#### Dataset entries
=====

PR #3832, opened 2021-01-20
Revert adding __eq__ methods to Statement class

### LINKED ISSUE #3830: AST classes no longer hashable.
It seems that AST classes now implement `__eq__` and `__ne__` (added in https://github.com/robotframework/robotframework/commit/fd641abe368fa5eb02708225e0fc64b63d33d373), but don't provide a `__hash__` and thus the AST classes are no longer hashable.

Is it possible to make them hashable again? (this is breaking the Robot Framework Language Server)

=====

#### The task
Extract every record. Keep wording exact.

#### Result below
PR #3832, opened 2021-01-20
Revert adding __eq__ methods to Statement class

### LINKED ISSUE #3830: AST classes no longer hashable.
It seems that AST classes now implement `__eq__` and `__ne__` (added in https://github.com/robotframework/robotframework/commit/fd641abe368fa5eb02708225e0fc64b63d33d373), but don't provide a `__hash__` and thus the AST classes are no longer hashable.

Is it possible to make them hashable again? (this is breaking the Robot Framework Language Server)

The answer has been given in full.